The controversy surrounding the data on p53 in the literature can be attributed to ethnic differences among the populations studied. Moreover, other factors such as the sample size, the type of sample used as a source of DNA, the detection technique used, and variations in the laboratory protocol may have contributed to the discrepancy in the results (Brenna et al., 2004).

Oscillation or genetic drift, acting together with natural selection, involves random fluctuations in the frequency of alleles; owing to sampling errors, there is a tendency to set one or the other allele, especially in very small populations (Rotter et al., 1993). Thus, genetic drift may also be associated with the discrepancy in the results found in the literature, because the stability of the allelic frequencies varies greatly according to the size of the population.

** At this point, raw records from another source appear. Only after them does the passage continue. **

PR #191, opened 2026-05-27
Fix schema mismatch crash

### LINKED ISSUE #190: SIGSEGV in TransformProjectOp when actual table has fewer columns than plan baseSchema
### What happens?

`from_substrait` crashes with a segfault (SIGSEGV, exit code 139) when executing a plan whose baseSchema declares more columns than the actual table has at runtime. This occurs when the plan was generated against one table schema but executed against a table with the same name but fewer columns (e.g., an attached database with a different schema).

## Root Cause
In `src/from_substrait.cpp`, `TransformProjectOp` computes expression indices using the runtime column count `(input_rel->Columns().size())` but the emit outputMapping was generated based on the plan's `baseSchema` column count:

```
// Line ~695
expressions[i] = TransformExpr(sop.project().expressions(mapping[i] - num_input_columns), &iterator);
```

Both TP53 isoforms are able to stimulate repair and apoptosis, but with different efficiencies. For this reason, the polymorphism in codon 72 may serve as a genetic modifier, allowing the balance of the biological processes as a result of ecological and/or evolutionary adaptation (Siddique and Sabapathy, 2006). Each polymorphic variant may have been selected by evolution for a given specific function. One can hypothesize that when subjected to certain cellular stress signals, an individual carrier of the p53Arg variant might respond by preferentially triggering apoptosis, whereas a carrier of the p53Pro allele might trigger the repair of the affected cell.

Apoptosis can be the first line of defense of the body to genotoxic stress in carriers of the p53Arg allele. This fact is supported by clinical data showing that patients with this variant without mutations of the TP53 gene respond more satisfactorily to chemotherapy and survive longer compared with carriers of the p53Pro allele (Siddique and Sabapathy, 2006). However, p53Pro induces blockade of the cell cycle in G1 and p53-dependent activation of repair mechanisms more effectively than p53Arg (Dumont et al., 2003; Bojesen and Nordestgaard, 2008).

Schwartz et al. (1993) postulated that a lack of p53 significantly affects the overall yield of sperm motility, indicating that a lack of TP53 reduces the “functional” yield of spermatozoa because they observed a higher percentage of abnormal spermatozoa and reduced fertility.

A role for p53 in spermatogenesis was suggested by the observation that changes in TP53 expression are associated with the main phase regulating meiotic progression with a peak in the pachytene stage (Schwartz et al., 1993), and Trp53-deficient mice exhibit degenerative syndrome manifested by the occurrence of giant cells (Rotter et al., 1993).

In the current study the genotypic and allelic frequencies were not significantly different among the groups, suggesting that the TP53 gene polymorphism in codon 72 is not associated with the pathogenesis of idiopathic male infertility or failure of spermatogenesis.